### Task details
Starting at the line that contains "Redo -rpath rewiring" and ending at the line that contains "There’s a lot", the lines below are to be given again exactly, with nothing added.

Collected data entries:
—————

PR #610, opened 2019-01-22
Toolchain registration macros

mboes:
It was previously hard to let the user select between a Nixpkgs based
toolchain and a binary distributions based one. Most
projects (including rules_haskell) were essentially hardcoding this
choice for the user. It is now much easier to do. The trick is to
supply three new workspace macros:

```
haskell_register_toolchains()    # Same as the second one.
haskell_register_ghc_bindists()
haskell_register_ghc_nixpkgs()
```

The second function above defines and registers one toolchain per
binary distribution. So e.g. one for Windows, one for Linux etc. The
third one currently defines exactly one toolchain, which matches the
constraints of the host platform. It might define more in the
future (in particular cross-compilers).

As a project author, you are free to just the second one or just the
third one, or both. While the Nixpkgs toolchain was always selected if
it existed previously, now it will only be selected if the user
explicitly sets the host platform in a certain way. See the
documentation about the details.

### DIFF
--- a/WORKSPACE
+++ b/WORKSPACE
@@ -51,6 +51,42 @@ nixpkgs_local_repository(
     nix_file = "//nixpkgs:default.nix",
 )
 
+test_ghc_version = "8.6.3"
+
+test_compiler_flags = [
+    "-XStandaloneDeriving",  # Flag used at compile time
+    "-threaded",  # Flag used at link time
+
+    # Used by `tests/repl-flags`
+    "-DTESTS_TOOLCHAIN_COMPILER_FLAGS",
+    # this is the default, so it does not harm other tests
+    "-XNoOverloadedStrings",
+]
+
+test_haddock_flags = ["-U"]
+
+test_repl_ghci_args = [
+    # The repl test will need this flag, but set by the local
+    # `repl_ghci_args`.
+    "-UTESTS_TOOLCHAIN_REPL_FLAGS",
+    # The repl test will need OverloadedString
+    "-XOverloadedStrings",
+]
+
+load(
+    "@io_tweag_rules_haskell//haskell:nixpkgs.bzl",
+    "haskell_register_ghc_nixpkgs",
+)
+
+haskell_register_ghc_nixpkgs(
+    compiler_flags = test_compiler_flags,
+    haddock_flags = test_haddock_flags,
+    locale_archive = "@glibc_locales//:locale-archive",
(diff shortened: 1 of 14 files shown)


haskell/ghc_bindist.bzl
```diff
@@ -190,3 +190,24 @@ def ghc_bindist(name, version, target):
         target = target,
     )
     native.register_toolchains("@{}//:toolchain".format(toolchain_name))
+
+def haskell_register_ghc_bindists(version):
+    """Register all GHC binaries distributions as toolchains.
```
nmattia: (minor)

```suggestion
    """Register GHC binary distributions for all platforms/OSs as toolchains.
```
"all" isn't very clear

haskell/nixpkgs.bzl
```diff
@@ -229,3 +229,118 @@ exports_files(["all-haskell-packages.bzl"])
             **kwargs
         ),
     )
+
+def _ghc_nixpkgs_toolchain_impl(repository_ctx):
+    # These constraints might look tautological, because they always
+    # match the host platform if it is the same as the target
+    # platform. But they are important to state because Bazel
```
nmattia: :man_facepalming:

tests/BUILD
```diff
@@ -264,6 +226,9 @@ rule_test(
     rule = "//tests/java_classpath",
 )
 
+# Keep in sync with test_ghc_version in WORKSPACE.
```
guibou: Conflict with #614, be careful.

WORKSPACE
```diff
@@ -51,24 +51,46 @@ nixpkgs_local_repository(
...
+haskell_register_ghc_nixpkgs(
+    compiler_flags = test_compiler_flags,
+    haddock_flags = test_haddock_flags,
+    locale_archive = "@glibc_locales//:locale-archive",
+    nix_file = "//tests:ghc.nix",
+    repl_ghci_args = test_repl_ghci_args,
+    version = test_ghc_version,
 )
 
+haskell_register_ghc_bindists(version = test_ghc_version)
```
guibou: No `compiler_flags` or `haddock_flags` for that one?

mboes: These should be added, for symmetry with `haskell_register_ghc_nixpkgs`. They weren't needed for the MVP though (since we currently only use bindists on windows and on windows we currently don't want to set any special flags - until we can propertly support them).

—————

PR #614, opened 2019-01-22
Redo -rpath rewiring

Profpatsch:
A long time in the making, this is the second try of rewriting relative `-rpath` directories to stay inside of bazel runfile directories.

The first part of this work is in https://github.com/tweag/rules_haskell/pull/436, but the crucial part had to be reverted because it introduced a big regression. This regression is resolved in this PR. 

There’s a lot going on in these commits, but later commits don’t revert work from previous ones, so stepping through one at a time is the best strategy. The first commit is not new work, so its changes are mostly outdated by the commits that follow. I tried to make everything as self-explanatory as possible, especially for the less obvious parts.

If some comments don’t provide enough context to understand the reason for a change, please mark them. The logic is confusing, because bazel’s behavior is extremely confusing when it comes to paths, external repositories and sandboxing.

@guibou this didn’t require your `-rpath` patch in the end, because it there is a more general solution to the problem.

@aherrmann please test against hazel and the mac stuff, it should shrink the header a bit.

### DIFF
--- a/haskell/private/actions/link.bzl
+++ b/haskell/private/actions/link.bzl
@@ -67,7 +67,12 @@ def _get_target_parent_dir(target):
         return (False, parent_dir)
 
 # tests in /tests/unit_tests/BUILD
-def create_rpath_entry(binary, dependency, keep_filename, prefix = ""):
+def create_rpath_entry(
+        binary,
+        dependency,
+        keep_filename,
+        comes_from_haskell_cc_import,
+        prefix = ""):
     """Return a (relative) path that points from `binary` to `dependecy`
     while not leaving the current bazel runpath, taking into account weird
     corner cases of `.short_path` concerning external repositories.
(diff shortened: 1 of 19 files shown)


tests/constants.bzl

—————

### Response to the exercise
Redo -rpath rewiring

Profpatsch:
A long time in the making, this is the second try of rewriting relative `-rpath` directories to stay inside of bazel runfile directories.

The first part of this work is in https://github.com/tweag/rules_haskell/pull/436, but the crucial part had to be reverted because it introduced a big regression. This regression is resolved in this PR. 

There’s a lot going on in these commits, but later commits don’t revert work from previous ones, so stepping through one at a time is the best strategy. The first commit is not new work, so its changes are mostly outdated by the commits that follow. I tried to make everything as self-explanatory as possible, especially for the less obvious parts.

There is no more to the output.